» Required work
Below are the records; collect from them each line containing the string "options".

*** Records for the exercise ***

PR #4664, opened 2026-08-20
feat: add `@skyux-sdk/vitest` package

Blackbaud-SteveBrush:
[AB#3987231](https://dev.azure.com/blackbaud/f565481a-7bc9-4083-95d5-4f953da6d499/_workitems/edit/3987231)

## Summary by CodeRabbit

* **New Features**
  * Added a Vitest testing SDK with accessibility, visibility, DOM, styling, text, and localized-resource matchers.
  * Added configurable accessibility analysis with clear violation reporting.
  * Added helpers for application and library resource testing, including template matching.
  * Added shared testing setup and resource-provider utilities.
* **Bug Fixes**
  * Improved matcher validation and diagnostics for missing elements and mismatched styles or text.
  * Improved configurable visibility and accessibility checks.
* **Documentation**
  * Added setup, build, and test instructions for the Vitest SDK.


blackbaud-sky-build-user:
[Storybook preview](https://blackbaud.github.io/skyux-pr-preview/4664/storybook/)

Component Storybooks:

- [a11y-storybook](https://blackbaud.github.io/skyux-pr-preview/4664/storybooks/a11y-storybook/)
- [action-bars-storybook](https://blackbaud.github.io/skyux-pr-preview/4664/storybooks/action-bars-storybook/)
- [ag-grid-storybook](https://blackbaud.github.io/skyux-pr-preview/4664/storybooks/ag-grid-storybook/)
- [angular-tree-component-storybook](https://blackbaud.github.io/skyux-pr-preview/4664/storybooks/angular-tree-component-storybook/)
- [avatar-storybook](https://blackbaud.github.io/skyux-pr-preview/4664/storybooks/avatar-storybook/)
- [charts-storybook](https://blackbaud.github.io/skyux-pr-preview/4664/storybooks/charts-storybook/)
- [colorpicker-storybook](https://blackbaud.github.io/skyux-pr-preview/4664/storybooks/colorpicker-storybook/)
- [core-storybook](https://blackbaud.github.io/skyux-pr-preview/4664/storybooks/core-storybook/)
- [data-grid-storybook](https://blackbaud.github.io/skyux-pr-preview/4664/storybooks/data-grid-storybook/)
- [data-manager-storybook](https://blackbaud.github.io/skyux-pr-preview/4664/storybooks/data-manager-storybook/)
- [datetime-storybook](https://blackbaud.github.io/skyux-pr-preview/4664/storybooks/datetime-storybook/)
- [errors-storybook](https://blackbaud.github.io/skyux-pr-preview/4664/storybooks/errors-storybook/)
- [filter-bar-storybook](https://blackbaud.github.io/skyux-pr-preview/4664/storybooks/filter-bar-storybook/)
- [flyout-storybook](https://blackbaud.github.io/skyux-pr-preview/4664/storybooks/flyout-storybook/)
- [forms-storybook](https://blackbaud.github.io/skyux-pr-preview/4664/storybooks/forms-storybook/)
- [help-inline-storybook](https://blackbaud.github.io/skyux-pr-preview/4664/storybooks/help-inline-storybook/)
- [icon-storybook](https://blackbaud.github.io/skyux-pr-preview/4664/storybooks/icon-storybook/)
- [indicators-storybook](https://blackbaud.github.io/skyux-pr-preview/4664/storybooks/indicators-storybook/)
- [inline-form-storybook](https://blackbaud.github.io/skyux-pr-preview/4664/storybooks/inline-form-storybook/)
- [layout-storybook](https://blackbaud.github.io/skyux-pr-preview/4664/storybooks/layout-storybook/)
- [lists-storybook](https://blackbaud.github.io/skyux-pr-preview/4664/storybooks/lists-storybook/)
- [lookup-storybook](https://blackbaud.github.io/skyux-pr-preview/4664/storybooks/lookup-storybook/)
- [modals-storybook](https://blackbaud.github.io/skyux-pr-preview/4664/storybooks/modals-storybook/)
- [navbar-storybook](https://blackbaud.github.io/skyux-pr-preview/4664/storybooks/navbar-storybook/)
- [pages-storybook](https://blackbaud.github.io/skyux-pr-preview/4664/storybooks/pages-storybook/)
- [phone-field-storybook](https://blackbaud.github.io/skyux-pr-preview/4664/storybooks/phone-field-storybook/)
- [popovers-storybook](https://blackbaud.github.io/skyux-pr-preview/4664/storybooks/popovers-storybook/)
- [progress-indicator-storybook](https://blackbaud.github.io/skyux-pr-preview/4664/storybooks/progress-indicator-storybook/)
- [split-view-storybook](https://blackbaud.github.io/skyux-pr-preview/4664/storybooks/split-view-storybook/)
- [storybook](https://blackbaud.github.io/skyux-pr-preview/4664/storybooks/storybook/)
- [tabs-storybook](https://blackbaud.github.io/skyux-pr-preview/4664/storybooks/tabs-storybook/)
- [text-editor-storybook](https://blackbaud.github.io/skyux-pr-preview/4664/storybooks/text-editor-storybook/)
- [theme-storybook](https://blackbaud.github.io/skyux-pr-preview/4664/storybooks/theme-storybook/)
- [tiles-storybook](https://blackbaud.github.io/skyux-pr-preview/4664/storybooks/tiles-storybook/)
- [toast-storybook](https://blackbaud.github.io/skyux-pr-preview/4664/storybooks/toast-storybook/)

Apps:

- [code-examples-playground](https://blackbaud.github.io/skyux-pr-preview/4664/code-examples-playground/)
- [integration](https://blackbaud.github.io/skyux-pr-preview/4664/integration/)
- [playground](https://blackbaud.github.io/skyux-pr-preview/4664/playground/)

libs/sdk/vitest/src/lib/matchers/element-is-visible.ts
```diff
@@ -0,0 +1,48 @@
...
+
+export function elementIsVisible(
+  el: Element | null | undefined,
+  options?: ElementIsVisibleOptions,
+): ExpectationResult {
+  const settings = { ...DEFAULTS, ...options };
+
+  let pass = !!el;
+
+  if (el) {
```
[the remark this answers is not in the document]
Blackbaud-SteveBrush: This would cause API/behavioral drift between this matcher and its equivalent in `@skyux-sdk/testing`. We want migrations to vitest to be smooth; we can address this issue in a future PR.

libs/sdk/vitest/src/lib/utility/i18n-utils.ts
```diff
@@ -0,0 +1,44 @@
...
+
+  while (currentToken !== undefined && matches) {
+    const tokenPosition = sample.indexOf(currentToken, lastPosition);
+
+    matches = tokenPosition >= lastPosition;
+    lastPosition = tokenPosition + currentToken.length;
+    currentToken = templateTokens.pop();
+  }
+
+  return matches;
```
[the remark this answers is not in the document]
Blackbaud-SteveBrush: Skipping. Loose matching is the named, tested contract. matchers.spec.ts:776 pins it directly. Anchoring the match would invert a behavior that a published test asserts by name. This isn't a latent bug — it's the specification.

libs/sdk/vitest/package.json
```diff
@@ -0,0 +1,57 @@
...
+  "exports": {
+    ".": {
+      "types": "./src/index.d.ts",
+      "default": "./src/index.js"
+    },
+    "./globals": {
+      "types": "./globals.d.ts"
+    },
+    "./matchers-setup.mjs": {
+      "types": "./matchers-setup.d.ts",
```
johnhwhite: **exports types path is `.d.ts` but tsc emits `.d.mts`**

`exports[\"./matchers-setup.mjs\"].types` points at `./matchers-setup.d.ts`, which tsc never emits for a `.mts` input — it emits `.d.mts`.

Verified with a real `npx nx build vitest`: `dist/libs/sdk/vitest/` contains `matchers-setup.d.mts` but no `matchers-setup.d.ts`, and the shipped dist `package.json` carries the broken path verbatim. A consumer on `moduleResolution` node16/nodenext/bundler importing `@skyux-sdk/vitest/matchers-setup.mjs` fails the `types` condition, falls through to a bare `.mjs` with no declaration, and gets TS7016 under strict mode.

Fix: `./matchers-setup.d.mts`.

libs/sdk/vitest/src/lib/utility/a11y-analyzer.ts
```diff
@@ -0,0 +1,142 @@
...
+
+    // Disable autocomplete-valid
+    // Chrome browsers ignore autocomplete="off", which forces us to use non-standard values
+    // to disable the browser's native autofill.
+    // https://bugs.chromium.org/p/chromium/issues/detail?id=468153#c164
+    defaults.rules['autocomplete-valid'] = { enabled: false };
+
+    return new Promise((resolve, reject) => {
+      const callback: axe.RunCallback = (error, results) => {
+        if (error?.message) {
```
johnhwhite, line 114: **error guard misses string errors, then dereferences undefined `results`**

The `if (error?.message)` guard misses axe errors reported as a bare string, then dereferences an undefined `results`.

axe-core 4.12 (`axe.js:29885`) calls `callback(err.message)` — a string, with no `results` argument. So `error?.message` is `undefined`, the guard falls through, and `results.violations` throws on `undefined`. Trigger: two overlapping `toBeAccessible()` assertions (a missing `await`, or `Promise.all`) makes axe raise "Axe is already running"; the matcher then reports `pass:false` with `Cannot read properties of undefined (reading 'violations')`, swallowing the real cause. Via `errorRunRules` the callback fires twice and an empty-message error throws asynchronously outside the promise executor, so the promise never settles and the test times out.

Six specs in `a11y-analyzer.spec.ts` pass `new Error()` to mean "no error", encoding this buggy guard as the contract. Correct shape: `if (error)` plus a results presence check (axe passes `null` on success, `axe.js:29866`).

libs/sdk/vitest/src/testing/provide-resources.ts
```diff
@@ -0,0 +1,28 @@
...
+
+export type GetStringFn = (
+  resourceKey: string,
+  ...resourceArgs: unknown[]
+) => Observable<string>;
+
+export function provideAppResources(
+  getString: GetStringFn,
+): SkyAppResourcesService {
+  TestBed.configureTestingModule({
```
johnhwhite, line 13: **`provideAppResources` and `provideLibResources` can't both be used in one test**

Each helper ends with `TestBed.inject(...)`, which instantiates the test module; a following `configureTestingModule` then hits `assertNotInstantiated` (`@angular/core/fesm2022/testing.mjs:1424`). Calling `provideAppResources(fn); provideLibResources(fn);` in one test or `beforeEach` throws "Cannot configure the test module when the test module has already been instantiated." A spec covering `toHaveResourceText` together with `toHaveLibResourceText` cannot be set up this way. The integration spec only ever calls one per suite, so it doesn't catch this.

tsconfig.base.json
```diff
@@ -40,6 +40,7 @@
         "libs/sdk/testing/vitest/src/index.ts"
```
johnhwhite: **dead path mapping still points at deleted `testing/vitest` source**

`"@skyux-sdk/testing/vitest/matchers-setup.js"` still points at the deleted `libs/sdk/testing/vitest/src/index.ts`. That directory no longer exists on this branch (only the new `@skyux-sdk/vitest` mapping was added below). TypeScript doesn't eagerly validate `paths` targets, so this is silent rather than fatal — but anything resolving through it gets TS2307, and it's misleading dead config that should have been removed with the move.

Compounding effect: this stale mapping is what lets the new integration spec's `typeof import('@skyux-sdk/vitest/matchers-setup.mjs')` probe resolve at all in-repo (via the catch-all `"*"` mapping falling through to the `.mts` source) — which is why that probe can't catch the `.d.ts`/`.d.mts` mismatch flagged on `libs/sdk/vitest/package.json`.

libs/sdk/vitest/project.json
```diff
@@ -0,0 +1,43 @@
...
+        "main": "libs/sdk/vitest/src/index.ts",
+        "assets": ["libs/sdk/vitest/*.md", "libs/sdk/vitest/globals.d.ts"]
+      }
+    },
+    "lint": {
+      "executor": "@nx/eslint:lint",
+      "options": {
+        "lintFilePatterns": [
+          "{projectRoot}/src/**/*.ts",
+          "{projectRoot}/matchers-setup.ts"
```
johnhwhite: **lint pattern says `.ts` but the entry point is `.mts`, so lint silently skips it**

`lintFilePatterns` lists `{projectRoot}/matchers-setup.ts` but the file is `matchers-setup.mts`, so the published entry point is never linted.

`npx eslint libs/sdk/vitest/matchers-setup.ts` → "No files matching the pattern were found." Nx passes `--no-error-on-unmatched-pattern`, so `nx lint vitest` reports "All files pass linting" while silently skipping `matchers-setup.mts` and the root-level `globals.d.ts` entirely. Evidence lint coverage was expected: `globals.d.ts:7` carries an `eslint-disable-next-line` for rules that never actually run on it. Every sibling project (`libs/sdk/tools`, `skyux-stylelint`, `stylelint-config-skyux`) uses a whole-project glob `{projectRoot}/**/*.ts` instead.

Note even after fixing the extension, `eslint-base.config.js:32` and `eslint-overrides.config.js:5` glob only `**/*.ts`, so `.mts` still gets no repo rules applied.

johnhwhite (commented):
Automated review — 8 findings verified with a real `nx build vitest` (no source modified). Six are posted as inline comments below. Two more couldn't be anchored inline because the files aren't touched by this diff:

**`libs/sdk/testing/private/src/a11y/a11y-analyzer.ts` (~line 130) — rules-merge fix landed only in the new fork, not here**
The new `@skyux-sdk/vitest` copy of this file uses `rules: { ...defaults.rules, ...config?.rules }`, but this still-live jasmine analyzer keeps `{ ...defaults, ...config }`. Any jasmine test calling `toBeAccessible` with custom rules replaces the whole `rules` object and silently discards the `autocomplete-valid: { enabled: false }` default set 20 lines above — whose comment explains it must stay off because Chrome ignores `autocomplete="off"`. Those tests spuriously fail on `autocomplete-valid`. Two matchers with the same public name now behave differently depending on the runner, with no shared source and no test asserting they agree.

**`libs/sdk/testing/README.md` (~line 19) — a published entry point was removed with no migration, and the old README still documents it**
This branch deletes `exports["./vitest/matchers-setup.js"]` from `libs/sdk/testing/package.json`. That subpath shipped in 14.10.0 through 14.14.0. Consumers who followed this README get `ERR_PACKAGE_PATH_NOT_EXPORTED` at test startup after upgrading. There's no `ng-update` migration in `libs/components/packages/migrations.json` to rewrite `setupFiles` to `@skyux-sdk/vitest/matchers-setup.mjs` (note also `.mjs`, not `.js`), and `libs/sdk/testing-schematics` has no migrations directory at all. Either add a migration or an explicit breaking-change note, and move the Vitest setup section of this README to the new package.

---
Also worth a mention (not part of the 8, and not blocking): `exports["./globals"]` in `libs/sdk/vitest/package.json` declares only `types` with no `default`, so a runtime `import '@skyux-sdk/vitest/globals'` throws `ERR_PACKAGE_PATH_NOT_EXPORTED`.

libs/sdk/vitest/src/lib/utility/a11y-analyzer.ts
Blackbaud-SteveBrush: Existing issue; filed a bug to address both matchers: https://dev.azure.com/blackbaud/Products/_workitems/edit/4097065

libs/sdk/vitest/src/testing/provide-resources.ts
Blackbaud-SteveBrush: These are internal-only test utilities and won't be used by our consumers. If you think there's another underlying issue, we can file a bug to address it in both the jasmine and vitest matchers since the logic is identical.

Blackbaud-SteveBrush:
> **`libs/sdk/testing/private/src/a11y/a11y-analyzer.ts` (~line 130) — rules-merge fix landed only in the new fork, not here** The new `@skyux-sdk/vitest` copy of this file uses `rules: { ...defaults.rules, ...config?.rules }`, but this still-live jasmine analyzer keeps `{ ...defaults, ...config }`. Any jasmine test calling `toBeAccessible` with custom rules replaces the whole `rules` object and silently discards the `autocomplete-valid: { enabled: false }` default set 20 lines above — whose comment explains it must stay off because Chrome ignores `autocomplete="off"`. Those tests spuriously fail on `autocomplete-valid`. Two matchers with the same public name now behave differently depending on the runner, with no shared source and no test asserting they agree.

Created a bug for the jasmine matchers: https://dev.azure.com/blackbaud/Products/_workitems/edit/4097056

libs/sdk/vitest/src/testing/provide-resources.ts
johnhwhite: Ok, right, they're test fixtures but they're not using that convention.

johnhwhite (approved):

*** End of Records for the exercise ***

» Response to this exercise
+  options?: ElementIsVisibleOptions,
+  const settings = { ...DEFAULTS, ...options };
+      "options": {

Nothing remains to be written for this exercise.